Records provided →
PR #1372, opened 2019-09-05
[framework] only set new url as main when entity doesn't have one

DavidOstrozlik:
| Q             | A
| ------------- | ---
|Description, reason for the PR| if you have your custom url and delete the one that was generated from name of the entity, application will create a new url from name and set it as main
|New feature| No 
|Fixes issues| #668  

### DIFF
--- a/packages/framework/src/Component/Router/FriendlyUrl/FriendlyUrlFacade.php
+++ b/packages/framework/src/Component/Router/FriendlyUrl/FriendlyUrlFacade.php
@@ -75,7 +75,8 @@ class FriendlyUrlFacade
         $friendlyUrls = $this->friendlyUrlFactory->createForAllDomains($routeName, $entityId, $namesByLocale);
         foreach ($friendlyUrls as $friendlyUrl) {
             $locale = $this->domain->getDomainConfigById($friendlyUrl->getDomainId())->getLocale();
-            $this->resolveUniquenessOfFriendlyUrlAndFlush($friendlyUrl, $namesByLocale[$locale]);
+            $mainFriendlyUrl = $this->findMainFriendlyUrl($friendlyUrl->getDomainId(), $routeName, $entityId);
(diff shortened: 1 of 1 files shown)


packages/framework/src/Component/Router/FriendlyUrl/FriendlyUrlFacade.php
```diff
@@ -96,8 +97,9 @@ public function createFriendlyUrlForDomain($routeName, $entityId, $entityName, $
     /**
      * @param \Shopsys\FrameworkBundle\Component\Router\FriendlyUrl\FriendlyUrl $friendlyUrl
      * @param string $entityName
+     * @param bool $setAsMain
      */
-    protected function resolveUniquenessOfFriendlyUrlAndFlush(FriendlyUrl $friendlyUrl, $entityName)
+    protected function resolveUniquenessOfFriendlyUrlAndFlush(FriendlyUrl $friendlyUrl, $entityName, bool $setAsMain = true)
```
vitek-rostislav: sadly, this is a BC break :disappointed: If someone extended the facade and overwrote the method, his application would start failing as the declaration would not be compatible with the parent anymore...could you please rewrite this to be backward compatible? Or maybe retargeting to `9.0` would be ok, however, please, consult it with @LukasHeinz - we wanted to have this fixed in `7.3.2`

DavidOstrozlik:
Ok we have this problem. We don't know how should the URLs behave in certain use-cases.
Lets say that I have category "Electonics" with main URL "/electronics/" that was generated from the name of the category.
1. If I change the name of the category to "Books" the application creates new URL "/books/". Should it set "/books/" as the main URL of the category?
2. I add my custom URL to the category "/elec-123/" and set it as main URL. Then I rename the category to "Books". The application creates new URL "/books/". Should it set "/books/" as the main URL of the category or keep the custom one?
Can you please make this clear @LukasHeinz ?

LukasHeinz:
Just for reference - the quite similar topic was rised here - https://github.com/shopsys/shopsys/pull/669#issuecomment-446506677

PR #2828, opened 2022-11-26
Add second training log protocol with invites and without otr

emerencia:
Merge after: https://gitlab.com/researchable/sport-data-valley/mvp/base-platform/-/merge_requests/1882


projects/sport-data-valley/seeds/protocols/training_log_with_invites.rb
```diff
@@ -0,0 +1,34 @@
...
+protocol.save!
+
+bp_name = 'base-platform-subscription-after-training-with-invites'
+bp_push_subscription = protocol.push_subscriptions.find_by(name: bp_name)
+bp_push_subscription ||= protocol.push_subscriptions.build(name: bp_name)
+bp_push_subscription.method = 'POST'
+bp_push_subscription.url = ENV['PUSH_SUBSCRIPTION_URL']
+bp_push_subscription.save!
+
+protocol.save!
```
frbl, line 18: do you need 2 saves?

projects/sport-data-valley/seeds/protocols/training_log_with_invites.rb
```diff
@@ -0,0 +1,34 @@
...
+
+name = 'training_log'
+dagboekvragenlijst_id = Questionnaire.find_by(name: name)&.id
+raise "Cannot find questionnaire: #{name}" unless dagboekvragenlijst_id
```
frbl, line 22: bit nitpicky, but should this whole thing be in a transaction? If the chances of this happening are super slim, I wouldnt' worry about it too much

projects/sport-data-valley/seeds/protocols/training_log_with_invites.rb
```diff
@@ -0,0 +1,34 @@
...
+
+db_measurement = protocol.measurements.where(questionnaire_id: dagboekvragenlijst_id).first
+db_measurement ||= protocol.measurements.build(questionnaire_id: dagboekvragenlijst_id)
+db_measurement.period = nil
+db_measurement.open_duration = nil
+db_measurement.open_from_offset = 0
+db_measurement.reward_points = 0
+db_measurement.stop_measurement = true
```
frbl, line 30: this should indeed be true? (double check)

frbl (approved):
LGTM

projects/sport-data-valley/seeds/protocols/training_log_with_invites.rb
emerencia: Yes, because we start a new protocol subscription for every training log, and we want to end it exactly when the user fills out the training log.

projects/sport-data-valley/seeds/protocols/training_log_with_invites.rb
emerencia: Nope. Removed.

projects/sport-data-valley/seeds/protocols/training_log_with_invites.rb
emerencia: I don't think putting it in a transaction adds much because the entire thing is idempotent. So it doesn't matter where or if we fail, we are always in a good state.

PR #2927, opened 2023-03-08
Refactor/use helm chart for deploy

sjoukedv:
# Description of feature
Similar to https://gitlab.com/researchable/aukati/svc-auth we add a helm chart for better reusability (and easier deployment) with ArgoCD


emerencia:
We now have done this in a different branch.

PR #3420, opened 2024-06-12
feat: adds interactive / example questionnaire to support post requests

JPAntonisse:
# Description of feature

adds post url: /questionnaire/interactive_post
that is the same as /questionnaire/interactive, only accepts PSOT instead of GET


emerencia:
LGTM

PR #3529, opened 2024-10-09
[60921771] Add helm chart

emerencia:
Fixes https://freedcamp.com/view/3448368/tasks/panel/task/60921771


chart/develop/templates/cron.yaml
```diff
@@ -0,0 +1,306 @@
...
+  jobTemplate:
+    spec:
+      template:
+        spec:
+          restartPolicy: Never
+          imagePullSecrets:
+            - name: {{ .Values.gitlabAuthSecretName }}
+          containers:
+          - name: cron-container
+            image: registry.gitlab.com/researchable/general/docker-images/curl:latest
```
maxverbeek, line 20: This is a private image, are you sure this shouldn't be configurable?

chart/develop/templates/deployment.yaml
```diff
@@ -0,0 +1,299 @@
...
+        track: stable
+        tier: web
+    spec:
+      imagePullSecrets:
+        - name: {{ .Values.gitlabAuthSecretName }}
+        - name: {{ .Values.dockerAuthSecretName }}
+      containers:
+        - name: svc-questionnaires
+          imagePullPolicy: Always
+          image: docker.io/researchableuser/sdv-svc-questionnaires:{{ .Values.tag }}
```
maxverbeek, line 32: This should be configurable from the yaml.

chart/develop/templates/cron.yaml
```diff
@@ -0,0 +1,306 @@
+apiVersion: batch/v1
+kind: CronJob
+metadata:
+  name: svc-questionnaire-scheduler-daily-at-one-am
+  namespace: {{ .Values.namespace }}
```
maxverbeek, line 5: All of the resources should not have a namespace. Helm adds the namespace for you with the --namespace flag (which does not come from values.yaml). Idem with ArgoCD -- it gets the namespace from the destination, instead of values.yaml.

maxverbeek: Sorry if I told you earleir that you could put it in values.yaml :sweat_smile:

chart/develop/templates/deployment.yaml
```diff
@@ -0,0 +1,299 @@
...
+          - name: NODE_ENV
+            value: production
+          - name: REVISION
+            value: {{ .Values.commitSha }}
+          - name: APPSIGNAL_APP_ENV
+            value: {{ .Values.appsignalAppEnv }}
+          - name: APPSIGNAL_ACTIVE
+            value: "true"
+          - name: PAPERTRAIL_PROGRAM
+            value: questionnaires
```
maxverbeek, line 52: Since we want to get rid of papertrail, we can optionally wrap this in an if-statement so we can enable/disable this stuff from values.yaml. Optional though, we could always add this later.

chart/develop/templates/deployment.yaml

Exercise brief → Among the lines of the material above, find those with the word "when". Copy each one.

Task output →
[framework] only set new url as main when entity doesn't have one
emerencia: Yes, because we start a new protocol subscription for every training log, and we want to end it exactly when the user fills out the training log.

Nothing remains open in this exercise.